Data supplied:
PR #539, opened 2026-07-02
feat(channels): surface cross-team channels in group list + reachable sync settings

lilseyi:
## Problem

Cross-team chat channels were invisible in two places:

1. A group's **CHANNELS** settings list — and their role-sync editor was unreachable from that surface.
2. The **event-mode (serving) Inbox** tab — only serving-team channels showed up.

**Root cause (1 — group settings):** `ChannelsSection.tsx` builds its rows from a `channelType` **allowlist** — it branches on `main` / `leaders` / `reach_out` / `announcements`, then appends `pco_services` and `custom` rows — but has **no branch for `cross_team`**. The backend `messaging.channels.listGroupChannels` already returns cross-team channels; they were simply dropped on the frontend, so a leader could never tap through to Channel Info → **Edit synced roles**.

**Root cause (2 — serving inbox):** `getInboxChannels` (with a `servingPlanId`) intersects the inbox against the Set built by `resolveServingChannelIds` in `scheduling/serving.ts`. That resolver only added (a) team channels and (b) linked meeting channels — it had **no `cross_team` branch**, so cross-team channels were filtered out of the serving inbox even for rostered members.

## Changes

1. **`ChannelsSection.tsx`** — add a `cross_team` branch that renders one row per cross-team channel, mirroring the PCO-synced rows: a `git-merge-outline` icon, `"N members · Synced"` subtitle, and tapping opens Channel Info (`/inbox/{groupId}/{slug}/info`) where the existing **Edit synced roles** control lives. Disabled/archived cross-team channels fold into the existing "Archived" section like every other row.

2. **`RosteringCrossTeamScreen.tsx`** — the Rostering → Cross-team cards were display-only. Wrapped each card in a `Pressable` (added a chevron affordance) that routes into the same Channel Info screen, reaching the existing `updateCrossTeamChannel` edit flow. No new editor.

3. **`crossTeamChannels.ts` (backend query + api type)** — `listCrossTeamChannels` now returns the channel `slug` so the Rostering card can route to Channel Info. Added `slug?: string` to the `CrossTeamChannel` type.

4. **`scheduling/serving.ts` — `resolveServingChannelIds`** — added branch (c): cross-team channels in the plan's group whose selectors reference a team on the plan. Scoped via the `by_group_type` index (no full-table scan). Membership-agnostic like the team-channel branch — the serving flatten in `messaging/channels.ts` only iterates channels already in the per-user, active-membership-gated result, so widening this Set leaks nothing (only users with an active `event_plan`-synced membership row actually see the channel). Added three tests in `crossTeamChannels.test.ts` exercising the resolver directly (included when a team matches, omitted when none match, omitted when archived).

The existing **Edit synced roles** flow (in `ChannelInfoScreen`) is reused as-is — not renamed or duplicated.

## Verification

- `tsc --noEmit` on `apps/mobile` and `apps/convex`: **no errors in any changed file** (convex: 0 errors total; mobile's pre-existing unrelated errors in chat components/tests are untouched by this PR).
- Backend test `__tests__/scheduling/crossTeamChannels.test.ts`: **16 passed** (3 new serving-mode tests).
- Component test `ChannelsSection.test.tsx`: 25 passed.
- Full mobile suite: 124 suites / 1151 passed.
- Not visually verified in a simulator.

### DIFF
--- a/apps/convex/functions/scheduling/crossTeamChannels.ts
+++ b/apps/convex/functions/scheduling/crossTeamChannels.ts
@@ -316,6 +316,7 @@ export const listCrossTeamChannels = query({
         );
         return {
           _id: channel._id,
+          slug: channel.slug,
           name: channel.name,
           description: channel.description,
           channelType: channel.channelType,
--- a/apps/convex/functions/scheduling/crossTeamChannels.ts
+++ b/apps/convex/functions/scheduling/crossTeamChannels.ts
@@ -21,7 +21,7 @@ import type { MutationCtx } from "../../_generated/server";
 import type { Id } from "../../_generated/dataModel";
 import { requireAuth } from "../../lib/auth";
 import { isLeaderRole } from "../../lib/helpers";
-import { generateChannelSlug } from "../../lib/slugs";
+import { generateChannelSlug, getChannelSlug } from "../../lib/slugs";
 import { requireGroupMember, requireGroupScheduler } from "./permissions";
 import { reconcileCrossTeamChannelImpl } from "./teamChannelSync";
 
@@ -316,7 +316,7 @@ export const listCrossTeamChannels = query({
         );
         return {
           _id: channel._id,
-          slug: channel.slug,
+          slug: getChannelSlug(channel),
           name: channel.name,
           description: channel.description,
           channelType: channel.channelType,
--- a/apps/mobile/features/groups/components/ChannelsSection.tsx
+++ b/apps/mobile/features/groups/components/ChannelsSection.tsx
@@ -114,6 +114,7 @@ export function ChannelsSection({ groupId, userRole, onChannelPress }: ChannelsS
     (c: Channel) => c.channelType === "announcements"
   );
   const pcoSyncedChannels = channels?.filter((c: Channel) => c.channelType === "pco_services") ?? [];
+  const crossTeamChannels = channels?.filter((c: Channel) => c.channelType === "cross_team") ?? [];
   const customChannels = channels?.filter((c: Channel) => c.channelType === "custom") ?? [];
 
   // A channel is inactive if it's archived OR a leader hid it (isEnabled ===
@@ -331,6 +332,29 @@ export function ChannelsSection({ groupId, userRole, onChannelPress }: ChannelsS
       name: channel.name,
       subtitle: enabled
         ? `${channel.memberCount} member${channel.memberCount !== 1 ? "s" : ""} · PCO Synced`
+        : "Disabled",
+      enabled,
+      onPress: () => navigateToChannelInfo(channel.slug),
+      unreadCount: channel.unreadCount,
+      pinned: channel.isPinned,
+      archived: !enabled,
+    });
+  });
+
+  // Cross-team channels auto-sync their membership from serving-team role
+  // assignments. They surface here (mirroring PCO synced rows) so a leader can
+  // tap through to Channel Info → "Edit synced roles". Without this branch the
+  // TYPE ALLOWLIST above silently drops them from the group's channel list.
+  crossTeamChannels.forEach((channel: Channel) => {
+    const enabled = channel.isEnabled && !channel.isArchived;
+    rows.push({
+      key: channel._id,
+      icon: "git-merge-outline",
+      iconColor: "#7C3AED",
+      iconBg: "#7C3AED15",
+      name: channel.name,
+      subtitle: enabled
+        ? `${channel.memberCount} member${channel.memberCount !== 1 ? "s" : ""} · Synced`
         : "Disabled",
       enabled,
       onPress: () => navigateToChannelInfo(channel.slug),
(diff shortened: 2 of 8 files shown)


apps/mobile/features/groups/components/ChannelsSection.tsx
```diff
@@ -340,6 +341,29 @@ export function ChannelsSection({ groupId, userRole, onChannelPress }: ChannelsS
     });
   });
 
+  // Cross-team channels auto-sync their membership from serving-team role
+  // assignments. They surface here (mirroring PCO synced rows) so a leader can
+  // tap through to Channel Info → "Edit synced roles". Without this branch the
+  // TYPE ALLOWLIST above silently drops them from the group's channel list.
+  crossTeamChannels.forEach((channel: Channel) => {
```
lilseyi, line 348: **MEDIUM — visibility: cross_team rows are not leader-gated.** This forEach is unconditional, unlike the Reach Out row above it (which is inside `if (isLeader)`). Combined with the backend filter in `messaging/channels.ts` listGroupChannels (`requiresMembership = isCustomChannel(...) || pco_services` — cross_team is NOT in that set), the query returns every *enabled* cross_team channel to regular members even when they are not on that cross-team. So after this PR a non-member group member sees these channel rows and can open Channel Info (member list + synced-role config visible read-only; the Edit synced roles control itself is leader-gated, so no privilege escalation). PCO/custom channels only appear for members who belong to them — cross_team is more permissive. Please confirm this metadata exposure is intended; if not, gate this branch behind `isLeader` (matching Reach Out) or add cross_team to the requiresMembership set in listGroupChannels.

apps/convex/functions/scheduling/crossTeamChannels.ts
```diff
@@ -316,6 +316,7 @@ export const listCrossTeamChannels = query({
         );
         return {
           _id: channel._id,
+          slug: channel.slug,
```
lilseyi: **LOW — return resolved slug, not the raw field.** `listGroupChannels` routes via `getChannelSlug(channel)`, which falls back to `channelType` when `slug` is unset. Here you return the raw `channel.slug` (optional in the schema), so the Rostering card only routes when the DB row has a slug. Cross_team channels created via `createCrossTeamChannel` always get `generateChannelSlug`, so in practice slug is present and `handleOpenChannel` guards `if (!slug) return` — no crash. But for consistency and to keep older/migrated rows routable, return `getChannelSlug(channel)` here (and drop `?` from the type). Minor.

lilseyi (commented):
🤖 Subagent review (codex unavailable) — adversarial review of PR #539

**Verdict: Minor / non-blocking.** The core change is clean and correct — the new `cross_team` branch in `ChannelsSection` mirrors the PCO/custom rows exactly and reads only fields that `listGroupChannels` actually returns (`memberCount`, `isEnabled`, `isArchived`, `slug`, `unreadCount`, `isPinned`), folds disabled/archived into the Archived section via `archived: !enabled`, and `slug` is always a real string (backend uses `getChannelSlug`). The Rostering `Pressable` uses a **static** style array (no RN-Web function-style pitfall), hooks are declared before the early returns (no hooks-order issue), and `listCrossTeamChannels` has no `returns` validator so the added `slug` is safe. Adding a field is additive — no consumer breaks.

Findings:

1. **MEDIUM — visibility inconsistency (confirm intended).** `ChannelsSection.tsx:348` — the `crossTeamChannels.forEach` is **not** gated by `isLeader` (unlike the Reach Out row). Backend `messaging/channels.ts:1356` `requiresMembership` only covers `custom` + `pco_services`, so cross_team falls through to `return true` and `listGroupChannels` hands every *enabled* cross_team channel to any group member — even non-members of that cross-team. Net effect: regular members now see cross_team rows and can open read-only Channel Info (member list + synced-role config visible; the Edit control is leader-gated, so **no privilege escalation**). This is more permissive than PCO/custom, which require channel membership. If cross_team is meant to be leader/roster-only, gate the frontend branch behind `isLeader` or add `cross_team` to `requiresMembership`. (inline: ChannelsSection.tsx:348; backend note could not be inlined — channels.ts is not in the diff.)

2. **LOW — return resolved slug.** `crossTeamChannels.ts:319` returns raw `channel.slug` (optional in schema) instead of `getChannelSlug(channel)` used everywhere else. Cross_team channels are always created with `generateChannelSlug`, and `handleOpenChannel` guards `if (!slug) return`, so no crash and no practical breakage — but returning `getChannelSlug(channel)` (and dropping `?` from the `CrossTeamChannel.slug` type) is more consistent and keeps any slug-less legacy row routable.

Nits / positives verified: no NativeWind/className usage; StyleSheet used throughout; static Pressable style (safe on web); disabled→Archived folding matches other types; route `/inbox/{groupId}/{slug}/info` exists and reaches the existing Edit synced roles flow.

Overall: ship-able once the intent of finding #1 (member visibility of cross_team channels) is confirmed. If it should be leader-only, that is a one-line gate.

What you are asked to do: Only the lines from the first one of the listing up to and including the line where "2. The **event-mode" appears are wanted, reproduced exactly.

Your response:
PR #539, opened 2026-07-02
feat(channels): surface cross-team channels in group list + reachable sync settings

lilseyi:
## Problem

Cross-team chat channels were invisible in two places:

1. A group's **CHANNELS** settings list — and their role-sync editor was unreachable from that surface.
2. The **event-mode (serving) Inbox** tab — only serving-team channels showed up.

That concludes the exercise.